В этот жуткий миг Рауль, молниеносно бросившись наперерез зверю, чтобы оттеснить его от Вильгельма, еще успел заметить, что ни один из мужчин, стоявших позади него, не сделал и попытки прийти на помощь герцогу.

Юноша бежал изо всех сил, уже понимая, что не успевает. Но тут его обогнала одна из гончих и, подпрыгнув, вцепилась клыками в плечо медведя, тот на мгновение приостановился. Именно эта заминка позволила Раулю встать между зверем и герцогом. Вильгельм одним прыжком вскочил на ноги, срывая охотничий нож с пояса, но именно Рауль нанес последний удар, разящий и смертельный.

– Назад, монсеньор! Назад! – закричал он.

Медведь, качнувшись вперед, обрушился на землю, а из ноздрей и пасти у него хлынула кровь.

К ним поспешно подбежали остальные. Они на самом деле колебались, или же ему лишь показалось, что специально медлили? Машинально вытирая собственное копье, Рауль смотрел, как Ги Бургундский восторженно обнимает Вильгельма. До слуха юноши донеслись его слова:

– Кузен, кузен, зачем вам понадобилось так рисковать самому? Раны Христовы! А если бы зверь добрался до вас?

А Рауля охватило безудержное желание расхохотаться. Он, переводя дыхание после отчаянного бега, отошел от группы мужчин, обступивших герцога; юноша еще не оправился от потрясения, которое возникло при виде его повелителя, оказавшегося беспомощным перед лицом неминуемой смерти. Нетвердой рукой Рауль вытер пот со лба, злясь на себя за то, что его, оказывается, так легко вывести из равновесия. А потом он увидел, как Вильгельм отодвинул Бургундца в сторону, словно хозяин, убирающий с дороги надоедливого щенка, и быстрым, но уверенным шагом направился в сторону юноши.

Герцог оказался рядом с Раулем прежде, чем тот успел пошевелиться.

– Прими мою благодарность, Рауль де Харкорт, – сказал он и протянул юноше руку в дружеском жесте. Глаза его внимательно осматривали лицо Рауля, а уголки губ дрогнули и поползли вверх в улыбке.

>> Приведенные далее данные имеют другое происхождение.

PR #834, opened 2023-02-01
POC: Add Failure Reason to claim.json

edcdavid:
This is a proof of concept to add a more meaningful "Failure Reason" to the claim.json results section. 
Example FailureReason field output format. 
When the test succeeds, the reason is at the end of the test log. This is because there is no function equivalent to gingko.Fail for passing test with a reason.
Also using regex to parse the ps command output to retrieve also the command args (to add more context to this particular reason ).

This is just for illustration, in the successful case
 ```
{
  "CompliantObjectsOut": [
    {
      "ObjectType": "ContainerProcess",
      "ObjectFields": {
        "ContainerName": "task-pv-container",
        "Namespace": "tnf",
        "PodName": "task-pv-pod",
        "ProcessCommandLine": "sleep 30",
        "ReasonForCompliance": "process satisfies: SHARED_CPU_SCHEDULING: scheduling priority == 0",
        "SchedulingPolicy": "SCHED_OTHER",
        "SchedulingPriority": "0"
      }
    },
    {
      "ObjectType": "ContainerProcess",
      "ObjectFields": {
        "ContainerName": "task-pv-container",
        "Namespace": "tnf",
        "PodName": "task-pv-pod",
        "ProcessCommandLine": "/bin/bash -c -- while true; do sleep 30; done;",
        "ReasonForCompliance": "process satisfies: SHARED_CPU_SCHEDULING: scheduling priority == 0",
        "SchedulingPolicy": "SCHED_OTHER",
        "SchedulingPriority": "0"
      }
    }
  ],
  "NonCompliantObjectsOut": null
}

}


```
Internal error happening during the testcase are also recorded in the non-compliant list at the level at which it happened (in this case at container level):
```
{
  "CompliantObjectsOut": null,
  "NonCompliantObjectsOut": [
    {
      "ObjectType": "Container",
      "ObjectFields": {
        "ContainerName": "task-pv-container",
        "Namespace": "tnf",
        "PodName": "task-pv-pod",
        "ReasonForNonCompliance": "Internal error, err=unable to run nsenter due to : cannot execute command: \" ps -e -o pidns,pid,args \"  on container: task-pv-container pod: task-pv-pod ns: tnf err:command terminated with exit code 1"
      }
    }
  ]
}
```
Another example for the SCC test highlighting new flexible fields:
```
{
  "CompliantObjectsOut": [
    {
      "ObjectType": "Container",
      "ObjectFields": {
        "Category": "CategoryID1(limited access granted automatically)",
        "ContainerName": "task-pv-container",
        "Namespace": "tnf",
        "PodName": "task-pv-pod",
        "ReasonForNonCompliance": "container category is category 1 or category NoUID0"
      }
    },
    {
      "ObjectType": "Container",
      "ObjectFields": {
        "Category": "CategoryID1(limited access granted automatically)",
        "ContainerName": "test",
        "Namespace": "tnf",
        "PodName": "test-0",
        "ReasonForNonCompliance": "container category is category 1 or category NoUID0"
      }
    },
    {
      "ObjectType": "Container",
      "ObjectFields": {
        "Category": "CategoryID1(limited access granted automatically)",
        "ContainerName": "test",
        "Namespace": "tnf",
        "PodName": "test-1",
        "ReasonForNonCompliance": "container category is category 1 or category NoUID0"
      }
    },
    {
      "ObjectType": "Container",
      "ObjectFields": {
        "Category": "CategoryID1(limited access granted automatically)",
        "ContainerName": "test",
        "Namespace": "tnf",
        "PodName": "test-5c99f464d8-jd7mt",
        "ReasonForNonCompliance": "container category is category 1 or category NoUID0"
      }
    },
    {
      "ObjectType": "Container",
      "ObjectFields": {
        "Category": "CategoryID1(limited access granted automatically)",
        "ContainerName": "test",
        "Namespace": "tnf",
        "PodName": "test-5c99f464d8-nxfpj",
        "ReasonForNonCompliance": "container category is category 1 or category NoUID0"
      }
    },
    {
      "ObjectType": "Cnf",
      "ObjectFields": {
        "Category": "CategoryID1(limited access granted automatically)",
        "ReasonForNonCompliance": "Overall Pod category"
      }
    }
  ],
  "NonCompliantObjectsOut": null

```

### DIFF
--- a/cnf-certification-test/accesscontrol/suite.go
+++ b/cnf-certification-test/accesscontrol/suite.go
@@ -648,26 +648,25 @@ func test1337UIDs(env *provider.TestEnvironment) {
 // an allowed one will pass the test
 
 func testContainerSCC(env *provider.TestEnvironment) {
-	var badContainer []securitycontextcontainer.PodListcategory
-	var goodContainer []securitycontextcontainer.PodListcategory
+	var compliantObjects []*testhelper.ObjectOut
+	var nonCompliantObjects []*testhelper.ObjectOut
 	highLevelCat := securitycontextcontainer.CategoryID1
 	for _, pod := range env.Pods {
 		listCategory := securitycontextcontainer.CheckPod(pod)
 		for _, cat := range listCategory {
 			if cat.Category > securitycontextcontainer.CategoryID1NoUID0 {
-				badContainer = append(badContainer, cat)
+				aContainerOut := testhelper.NewContainerObjectOutBase(cat.NameSpace, cat.Podname, cat.Containername, "container category is NOT category 1 or category NoUID0", false).AddField(testhelper.Category, cat.Category.String())
+				nonCompliantObjects = append(nonCompliantObjects, aContainerOut)
 			} else {
-				goodContainer = append(goodContainer, cat)
+				aContainerOut := testhelper.NewContainerObjectOutBase(cat.NameSpace, cat.Podname, cat.Containername, "container category is category 1 or category NoUID0", false).AddField(testhelper.Category, cat.Category.String())
+				compliantObjects = append(compliantObjects, aContainerOut)
 			}
 			if cat.Category > highLevelCat {
 				highLevelCat = cat.Category
 			}
 		}
 	}
-	logrus.Infof("CNF category (highest container category across all containers):  %s \n", highLevelCat)
-	tnf.ClaimFilePrintf("CNF category (highest container category across all containers):  %s \n", highLevelCat)
-	logrus.Infof("List of containers that are Category1 or CategoryNoUID0 %+v \n", goodContainer)
-	tnf.ClaimFilePrintf("List of containers that are Category1 or CategoryNoUID0 %+v \n", goodContainer)
-	logrus.Infof("List of non-compliant containers that are not from Category1 or CategoryNoUID0 - %+v", badContainer)
-	testhelper.AddTestResultLog("List of non-compliant containers that are not from Category1 or CategoryNoUID0 - ", badContainer, tnf.ClaimFilePrintf, ginkgo.Fail)
+	aCNFOut := testhelper.New("Overall Pod category", false).SetType(testhelper.CnfType).AddField(testhelper.Category, highLevelCat.String())
+	compliantObjects = append(compliantObjects, aCNFOut)
+	testhelper.AddTestResultReason(compliantObjects, nonCompliantObjects, ginkgo.Fail)
 }
--- a/cnf-certification-test/accesscontrol/suite.go
+++ b/cnf-certification-test/accesscontrol/suite.go
@@ -648,17 +648,19 @@ func test1337UIDs(env *provider.TestEnvironment) {
 // an allowed one will pass the test
 
 func testContainerSCC(env *provider.TestEnvironment) {
-	var compliantObjects []*testhelper.ObjectOut
-	var nonCompliantObjects []*testhelper.ObjectOut
+	var compliantObjects []*testhelper.ReportObject
+	var nonCompliantObjects []*testhelper.ReportObject
 	highLevelCat := securitycontextcontainer.CategoryID1
 	for _, pod := range env.Pods {
 		listCategory := securitycontextcontainer.CheckPod(pod)
 		for _, cat := range listCategory {
 			if cat.Category > securitycontextcontainer.CategoryID1NoUID0 {
-				aContainerOut := testhelper.NewContainerObjectOutBase(cat.NameSpace, cat.Podname, cat.Containername, "container category is NOT category 1 or category NoUID0", false).AddField(testhelper.Category, cat.Category.String())
+				aContainerOut := testhelper.NewContainerReportObject(cat.NameSpace, cat.Podname, cat.Containername, "container category is NOT category 1 or category NoUID0", false).
+					SetType(testhelper.ContainerCategory).
+					AddField(testhelper.Category, cat.Category.String())
 				nonCompliantObjects = append(nonCompliantObjects, aContainerOut)
 			} else {
-				aContainerOut := testhelper.NewContainerObjectOutBase(cat.NameSpace, cat.Podname, cat.Containername, "container category is category 1 or category NoUID0", false).AddField(testhelper.Category, cat.Category.String())
+				aContainerOut := testhelper.NewContainerReportObject(cat.NameSpace, cat.Podname, cat.Containername, "container category is category 1 or category NoUID0", false).AddField(testhelper.Category, cat.Category.String())
 				compliantObjects = append(compliantObjects, aContainerOut)
 			}
 			if cat.Category > highLevelCat {
@@ -666,7 +668,7 @@ func testContainerSCC(env *provider.TestEnvironment) {
 			}
 		}
 	}
-	aCNFOut := testhelper.New("Overall Pod category", false).SetType(testhelper.CnfType).AddField(testhelper.Category, highLevelCat.String())
+	aCNFOut := testhelper.NewReportObject("Overall CNF category", testhelper.CnfType, false).AddField(testhelper.Category, highLevelCat.String())
 	compliantObjects = append(compliantObjects, aCNFOut)
 	testhelper.AddTestResultReason(compliantObjects, nonCompliantObjects, ginkgo.Fail)
 }
--- a/pkg/testhelper/testhelper.go
+++ b/pkg/testhelper/testhelper.go
@@ -51,9 +51,12 @@ const (
 	SchedulingPriority     = "SchedulingPriority"
 	ReasonForNonCompliance = "ReasonForNonCompliance"
 	ReasonForCompliance    = "ReasonForCompliance"
+	Category               = "Category"
 )
 
 const (
+	UndefinedType        = "Undefined Type"
+	CnfType              = "Cnf"
 	PodType              = "Pod"
 	ContainerType        = "Container"
 	ContainerProcessType = "ContainerProcess"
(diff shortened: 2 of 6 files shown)

### CODE REVIEW

**Comment by ramperher** [comment]
Just one comment: don't hesitate to check DCI jobs to see if claim.json file is displaying the new information. For the moment, I haven't seen this new failure reason there, just to let you know.

**Comment by jmontesi** [comment]
Looks good in general. But one thing that I'd be very careful about is propagating this `*testhelper.ObjectOut` as a return type for functions processing those objects (which are the simpler types for Container, Pods, etc.). In my opinion, that particular abstract type for objects should only be used at the top level function of the test cases for constructing the compliant/non-compliant slices. The rest of helper/processing functions should continue using the standard types.

**Comment by greyerof** [comment]
Maybe I'm alone here, but I don't think it's necessary to go deeper than standard kubernetes resources, being "pod" the lowest level. Otherwise, we might end up flooding the claim file with too many of these custom objects, with a potencially long (and weird, in my opinion) types list in the code. The testhelper package will have a lot of "NewXXX()" functions... You'll be lucky if you can re-use an existing one.
For this specific example of the process scheduling:
```
{
    ...
    nonCompliantResources : [
      {
        resource="pod",
        name="test-pod-1",
        namespace="test-namespace-1",
        reason="Container test-container-1: process test-process1 has invalid scheduling policy: SCHED_OTHER\nContainer test-container-2:, test-process-2 has invalid scheduling policy: SCHED_RR".
      },
      {
        resource="pod",
        name="test-pod-2",
        namespace="test-namespace-1",
        reason="Container test-container-3:, process test-process1 has invalid scheduling policy: SCHED_OTHER",
      },
      ...
	],   

    compliantResources : [
      {
        resource="pod",
        name="test-pod-3",
        namespace="test-namespace-1"
      },
      ...
    ]
}
```

Another variant:
```
    testedResources: {
       compliant: [
        {
            resource="..."
            name: "...",
            namespace="..."
        }
       ],
       nonCompliant: [
        {
            resource="...",
            name="...",
            namespace="...",
            reason="..."           
        }
       ]
    }
```

**Comment by edcdavid** [comment]
I would still prefer to use the granularity of the the object we are testing. In my opinion, it is still simple, since we don't have to convert much between what we test and how we report it. Also, thinking about the future, it will make it easier to parse in the html web page where we could for instance have a hierarchical view of failed objects. I am not sure about the comment about re-use. Unless I miss something,  most of lowest level objects will be k8s objects such as namespaces, pods,  containers, volumes, etc: these will be reused a lot. Then for the test cases that are going through non k8s objects such as processes I don't think we will have a lot of them but they would still be re-used. I am not suggesting to add an object for every single thing we are testing, only when it makes sense in the way we present the results, for instance the volume object would include info about PV/PVC/storageclass.

File: cnf-certification-test/accesscontrol/suite.go [hunk 1]
```diff
@@ -644,28 +644,27 @@ func Test1337UIDs(env *provider.TestEnvironment) {
...
-	var goodContainer []securitycontextcontainer.PodListcategory
+	var compliantObjects []*testhelper.ObjectOut
+	var nonCompliantObjects []*testhelper.ObjectOut
 	highLevelCat := securitycontextcontainer.CategoryID1
 	for _, pod := range env.Pods {
 		listCategory := securitycontextcontainer.CheckPod(pod)
 		for _, cat := range listCategory {
 			if cat.Category > securitycontextcontainer.CategoryID1NoUID0 {
-				badContainer = append(badContainer, cat)
+				aContainerOut := testhelper.NewContainerObjectOutBase(cat.NameSpace, cat.Podname, cat.Containername, "container category is NOT category 1 or category NoUID0", false).AddField(testhelper.Category, cat.Category.String())
```
jmontesi, line 654: This is not a container. It looks like it needs a new type. Maybe, instead of creating plenty of very specific objects, we could use a "custom" type for objects different from Pod/Container/Process.

pkg/testhelper/testhelper.go
```diff
@@ -27,6 +31,90 @@ const (
...
+	out.ObjectFields[SchedulingPolicy] = aPolicy
+	out.ObjectFields[SchedulingPriority] = aPriority
+	return out
+}
+
+func NewContainerObjectOut(aContainer *provider.Container, aReason string, isCompliant bool) (out *ObjectOut) {
+	return NewContainerObjectOutBase(aContainer.Namespace, aContainer.Podname, aContainer.Name, aReason, isCompliant)
+}
+
+func NewContainerObjectOutBase(aNamespace, aPodName, aContainerName, aReason string, isCompliant bool) (out *ObjectOut) {
```
jmontesi, line 78: It looks unnecessary to have two versions of a function to create container objects.

pkg/testhelper/testhelper.go
```diff
@@ -27,6 +31,90 @@ const (
...
+func NewPodObjectOut(aPod *provider.Pod, aCategory, aReason string, isCompliant bool) (out *ObjectOut) {
+	out = New(aReason, isCompliant)
+	out.ObjectType = PodType
+	out.ObjectFields[Namespace] = aPod.Namespace
+	out.ObjectFields[PodName] = aPod.Name
+	out.ObjectFields[Category] = aCategory
+	return out
+}
+
+func New(aReason string, isCompliant bool) (out *ObjectOut) {
```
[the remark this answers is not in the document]
greyerof: My suggestions: `NewReportObject` or `NewTestTargetReport`.

Also, the ObjectType is a good candidate to be included as a parameter of this function.

pkg/testhelper/testhelper.go
```diff
@@ -27,6 +31,90 @@ const (
...
+
+const (
+	UndefinedType        = "Undefined Type"
+	CnfType              = "Cnf"
+	PodType              = "Pod"
+	ContainerType        = "Container"
+	ContainerProcessType = "ContainerProcess"
+)
+
+func NewProcessObjectOut(aContainer *ObjectOut, aPolicy, aPriority, aCommandLine string) (out *ObjectOut) {
```
greyerof, line 65: Although I don't like the fact that this function can only be used in test cases that deal with process scheduling policies, it looks like a good candidate to make a it a struct's method:
```
func (object *ObjectOut) SetContainerProcessValues(policy, priority, commandLine string) (*ObjectOut) {
   ...
```
Thus, using my name suggestion on line 96 for the base function, you could do:
```
containerProcessReport := NewTestTargetReport(ContainerProcessType, false).SetContainerProcessValues("SCHED_OTHER", 0, "...")
```
or
```
containerProcessReport := NewTestTargetReport(ContainerProcessType, false)
containerProcessReport.SetContainerProcessValues("SCHED_OTHER", 0, "...")
```

cnf-certification-test/accesscontrol/suite.go
sebrandon1: Maybe a `pod/container/process` object func that returns a shared type of struct?

`func (p *Pod) ObjectOut(...params...) ObjectOut {}`

`func (c *Container) ObjectOut(...params...) ObjectOut {}`

pkg/testhelper/testhelper.go
sebrandon1: Might be a use-case for generics?

edcdavid:
> Just one comment: don't hesitate to check DCI jobs to see if claim.json file is displaying the new information. For the moment, I haven't seen this new failure reason there, just to let you know.

@ramperher thanks, sure will double check, the failure reason should be present only when it fails, unfortunately there is no "success" reason so I am just writing it  as the last piece of text in the log for a given test case

pkg/testhelper/testhelper.go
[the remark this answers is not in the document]
edcdavid: Fixed

pkg/testhelper/testhelper.go
```diff
@@ -27,6 +31,90 @@ const (
...
+	out.ObjectFields[ContainerName] = aContainerName
+	return out
+}
+
+func NewPodObjectOut(aPod *provider.Pod, aCategory, aReason string, isCompliant bool) (out *ObjectOut) {
+	out = New(aReason, isCompliant)
+	out.ObjectType = PodType
+	out.ObjectFields[Namespace] = aPod.Namespace
+	out.ObjectFields[PodName] = aPod.Name
+	out.ObjectFields[Category] = aCategory
```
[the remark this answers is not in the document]
edcdavid: fixed

pkg/testhelper/testhelper.go
```diff
@@ -82,3 +170,17 @@ func AddTestResultLog(prefix string, object interface{}, log func(string, ...int
...
+
+func AddTestResultReason(compliantObject, nonCompliantObject []*ObjectOut, fail func(string, ...int)) {
+	var aReason FailureReasonOut
+	aReason.CompliantObjectsOut = compliantObject
+	aReason.NonCompliantObjectsOut = nonCompliantObject
+	bytes, err := json.Marshal(aReason)
+	if err != nil {
+		logrus.Errorf("Could not Marshall FailureReason object, err=%s", err)
+	}
+	logrus.Info(string(bytes))
```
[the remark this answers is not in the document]
edcdavid: Yes, correct, I did not want to add another error handling when calling the reporting function

pkg/testhelper/testhelper.go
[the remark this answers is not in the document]
edcdavid: I left it out on purpose. In my opinion, the PID is not very helpful in the report as it is dynamic. The information identifying better the process is the command line. A Partner looking at it will know exactly which pod/container is identified.

cnf-certification-test/accesscontrol/suite.go
edcdavid: fixed. Used the SetType function to re-set the type a second time, while inheriting all the fields from the base type.

pkg/testhelper/testhelper.go
edcdavid: fixed

pkg/testhelper/testhelper.go
edcdavid: Fixed.

pkg/testhelper/testhelper.go
```diff
@@ -60,42 +59,35 @@ const (
...
-	out.ObjectType = ContainerProcessType
-	out.ObjectFields[ProcessCommandLine] = aCommandLine
-	out.ObjectFields[SchedulingPolicy] = aPolicy
-	out.ObjectFields[SchedulingPriority] = aPriority
-	return out
-}
-
-func NewContainerObjectOut(aContainer *provider.Container, aReason string, isCompliant bool) (out *ObjectOut) {
-	return NewContainerObjectOutBase(aContainer.Namespace, aContainer.Podname, aContainer.Name, aReason, isCompliant)
+func (obj *ReportObject) SetContainerProcessValues(aPolicy, aPriority, aCommandLine string) *ReportObject {
```
sebrandon1, line 65: Since `obj` is already a pointer, we don't need to return the `*ReportObject`.

pkg/testhelper/testhelper.go
```diff
@@ -105,12 +97,12 @@ func New(aReason string, isCompliant bool) (out *ObjectOut) {
 	return out
 }
 
-func (obj *ObjectOut) AddField(aKey, aString string) (out *ObjectOut) {
+func (obj *ReportObject) AddField(aKey, aString string) (out *ReportObject) {
```
sebrandon1, line 100: Same here with the pointer comment.

pkg/testhelper/testhelper.go
```diff
@@ -105,12 +97,12 @@ func New(aReason string, isCompliant bool) (out *ObjectOut) {
...
 	obj.ObjectFields[aKey] = aString
 	return obj
 }
 
-func (obj *ObjectOut) SetType(aType string) (out *ObjectOut) {
+func (obj *ReportObject) SetType(aType string) (out *ReportObject) {
```
sebrandon1, line 105: Same here with the pointer comment.

sebrandon1 (commented):
Some nits about pointers.

pkg/testhelper/testhelper.go
edcdavid: I agree but the reason why we need the return value in this case is to be able to daisy chain calls to similar functions and eventually assign the result to a variable.

pkg/testhelper/testhelper.go
edcdavid: same resolution as above

pkg/testhelper/testhelper.go
edcdavid: same resolution as above

sebrandon1 (approved):

greyerof (approved):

Слова застряли у Рауля в горле. Он часто мечтал о том, что скажет герцогу, если тот выделит его из толпы собратьев, но теперь, когда этот момент настал, понял – лишился дара речи. Быстро взглянув на Вильгельма, юноша выпустил копье и, упав на колено, поцеловал руку герцога.

Вильгельм оглянулся, словно для того, чтобы убедиться, что их никто не слышит, и вновь перевел взгляд на склоненную голову Рауля.

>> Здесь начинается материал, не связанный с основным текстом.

PR #835, opened 2023-02-02
Far Edge TC: check restart-on-reboot label for sriov pods.

greyerof:
Added pod method to return whether a pod is using any sriov interface or not. Reads CNCF's networks annotation on each pod and check if any of the CNIs of that network is sriov type.

### DIFF
--- a/cnf-certification-test/networking/suite.go
+++ b/cnf-certification-test/networking/suite.go
@@ -423,7 +423,6 @@ func testRestartOnRebootLabelOnPodsUsingSriov(sriovPods []*provider.Pod) {
 		if labelValue != "true" {
 			tnf.ClaimFilePrintf("Pod %s is using SRIOV but the %s label value is not true.", pod, restartOnRebootLabel)
 			nonCompliantPods = append(nonCompliantPods, pod.String())
-			continue
 		}
 	}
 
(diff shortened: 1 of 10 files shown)


sebrandon1 (approved):

cnf-certification-test/networking/suite.go
```diff
@@ -394,3 +403,29 @@ func testNetworkPolicyDenyAll(env *provider.TestEnvironment) {
...
+		if !exist {
+			tnf.ClaimFilePrintf("Pod %s is using SRIOV but the label %s was not found.", pod, restartOnRebootLabel)
+			nonCompliantPods = append(nonCompliantPods, pod.String())
+			continue
+		}
+
+		if labelValue != "true" {
+			tnf.ClaimFilePrintf("Pod %s is using SRIOV but the %s label value is not true.", pod, restartOnRebootLabel)
+			nonCompliantPods = append(nonCompliantPods, pod.String())
+			continue
```
jmontesi, line 426: Unnecessary continue.

jmontesi (approved):

cnf-certification-test/networking/suite.go
greyerof: You're right. I've removed it. Thanks!

edcdavid (approved):

edcdavid (commented):
I think this is a better approach compared to current to check SRIOV+DPDK since a SRIOV device might not be attached to a pod yet but we should still be able to run this test.

PR #843, opened 2023-02-08
Remove version/url; Remove cnfextensions reference

sebrandon1:
- Removes the `version` and the `URL` fields from the identifier.
- Removes the cnfextensions external repo reference.  Documentation links still remain.
- Moves all of the identifiers to the `AddCatalogEntry()` func calls rather than manually building the structs.
- Adds the suite name to the list of tags shown in the catalog as well as used in Ginkgo.

Also related to:

https://github.com/test-network-function/test-network-function-claim/releases/tag/v1.0.12


edcdavid (commented):
Why not remove the Test Case Label and replace it with Unique ID / Label and use the former label format to uniquely identify testcases like:  access-control-cluster-role-bindings
--



image

edcdavid (approved):

bnshr (approved):

jmontesi (approved):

– Ты – тот самый рыцарь, что бережет мой сон, – сказал он.

– Да, монсеньор, – только и смог пробормотать в ответ Рауль, спрашивая себя, откуда герцогу это известно. Выпрямившись, юноша вымолвил то, что в этот момент представлялось ему самым важным: – Монсеньор, ваше копье… оно не должно было сломаться.

Вильгельм коротко рассмеялся.

– Изъян в древке, – обронил в ответ.

– Сир, умоляю вас: поберегите себя! – жарко прошептал Рауль.

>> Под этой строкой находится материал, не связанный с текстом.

PR #861, opened 2023-02-15
Make docker config optional

sebrandon1:
- Moved the check for the Docker Config file into the suite.go.
- Removed the `LOCAL_DOCKERCFG` as a required parameter to the script.
- Removed `required:"true"` from the envconfig variable for the docker config.

### DIFF
--- a/cnf-certification-test/preflight/suite.go
+++ b/cnf-certification-test/preflight/suite.go
@@ -36,6 +36,12 @@ var _ = ginkgo.Describe(common.PreflightTestKey, func() {
 	})
 	ginkgo.ReportAfterEach(results.RecordResult)
 
+	// Add safeguard against running the tests if the docker config doesn't exist.
+	if env.GetDockerConfigFile() == "" {
+		logrus.Debug("Skipping the preflight suite because the Docker Config file is not provided.")
+		return
+	}
+
 	testPreflightContainers(&env)
 	if provider.IsOCPCluster() {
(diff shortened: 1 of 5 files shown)


rdavid (approved):

cnf-certification-test/preflight/suite.go
```diff
@@ -36,6 +36,12 @@ var _ = ginkgo.Describe(common.PreflightTestKey, func() {
 	})
 	ginkgo.ReportAfterEach(results.RecordResult)
 
+	// Add safeguard against running the tests if the docker config doesn't exist.
+	if env.GetDockerConfigFile() == "" {
```
greyerof, line 40: Shouldn't we also remove the `required:"true"` setting of the env var in the TestParameters struct (configuration.go)?
```
	PfltDockerconfig       string `split_words:"true" required:"true" envconfig:"PFLT_DOCKERCONFIG"`
```

jmontesi: Yes, it's still failing when the `PFLT_DOCKERCONFIG` env var is unset:

time="2023-02-16T11:07:58+01:00" level=fatal msg="required key PFLT_DOCKERCONFIG missing value"

sebrandon1: Ah whoops, yup I need to remove that as well good catch.

jmontesi (approved):

PR #868, opened 2023-02-20
Fixed operators discovery to avoid depending on installPlans.

greyerof:
The previous implementation was not adding operators without existing installPlans to the final operators to test list. As we've seen in real OCP clusters, for unknown reasons, OLM only keeps the last 5 InstallPlans in the same namespace.

- Removed a trace warning about CSVs without subscription not being able to be upgraded, which was wrong. As we're listing all the CSVs in the cluster, it means we're also getting the same CSV in every namespace for cluster-wide operators. But for those operators, the subscription exists in one namespace only, so that wrong trace was also appearing too many times. The same issue may happen with opeators installed in namespaces with OperatorGroup configured in multiNamespace mode (several entries in the spec.targetNamespace slice).

- The createOperators function has been changed to work on a list with unique CSVs by name. The final provider.Operator struct will contain a reference to the last CSV with that name that was seen by the function that creates the list of unique CSVs. TODO: Make the provider.Operator struct to have a reference to the CSV deployed in the namespace where the subscription was created.

- Added the subscription namespace to our custom Operator struct so the installPlans can be found there.

- Minor refactors related to CSV/Operators code.


ramperher:
Thanks @greyerof for all your effort here! DCI job is passing but in the testing environment we have. I'll try to run a job in the setup of the partner that is hitting this issue to validate if all operators are now discovered. I'll keep you posted, I'll try to do it on Thursday. But if you want to merge this before, don't hesitate, I can try the tests afterwards and report issues if it were.

sebrandon1 (approved):
`getUniqueCsvListByName` would be a good target for some unit tests but looks good.

rdavid (approved):

edcdavid (approved):

sebrandon1 (approved):

PR #891, opened 2023-02-28
Disable 4.0.x build in tnf-image.yaml

sebrandon1:
Comment out the 4.0.x build temporarily (maybe permanently 😄) because it is [failing](https://github.com/test-network-function/cnf-certification-test/actions/runs/4295224753/jobs/7485340046) the build process.  We don't plan on building any more 4.0.x builds in the future so I don't see a problem with turning it off temporarily.


rdavid:
It could be fixed in less radical way :-). We run 4.0.3 for all Mavenir. I'm looking in it.

rdavid:
@sebrandon1 See related PR:
 https://github.com/test-network-function/cnf-certification-test/pull/894

PR #892, opened 2023-02-28
Add CRC local testing

sebrandon1:


sebrandon1:
So I got this running, however it turns out that OpenShift Local needs 9+ GB of RAM free and the provided github runners only have 7GB of RAM.

sebrandon1:
Closing this, going to take another angle at this.

PR #916, opened 2023-03-09
Add new self-hosted PR tester YAML

sebrandon1:
Adds a new YAML for the new self-hosted runner.  Currently this is still running the same tests we use in the github hosted runners but I hope to expand on the strategy in the future and maybe use the self-hosted runner to run our QE tests.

На мгновение его глаза встретились с проницательным взглядом герцога. Тот коротко кивнул и вернулся обратно к группе охотников, наблюдавших за тем, как свежуют и разделывают медвежью тушу.

Глава 3

После охоты на медведя Рауль ощутил усилившуюся враждебность в окружающем воздухе, враждебность, на сей раз направленную против него самого. Мужчины, недовольно кривясь, разглядывали досадную помеху; юноша испытал сомнительное удовлетворение, осознав, что заговорщики – если только они и впрямь были заговорщиками, а он не поддался собственному воображению, сыгравшему с ним злую шутку, – считают его препятствием для успешной реализации собственных планов. Отныне юноша взял себе за правило держать ухо востро, а кинжал – под рукой. И когда во время охоты на оленя мимо его головы просвистела стрела, Рауль решил, что кто-то просто промахнулся, неверно взяв прицел, но, оступившись однажды на верхней площадке лестницы и только по счастливой случайности не загремев вниз, юноша убедился: кто-то всерьез вознамерился устранить его. На второй ступеньке лежал рулон шерсти, который размотался, когда он наступил на него. Рауль был почти уверен, что его подложили туда специально; следовательно, недоброжелатели уже пронюхали о ночных бдениях юноши. Рауль всегда первым спускался по лестнице утром и, не остановись он тогда на верхней площадке, прислушавшись к голосу интуиции, наверняка кубарем скатился бы вниз по лестнице, сломав себе если не шею, то уж руку или ногу точно.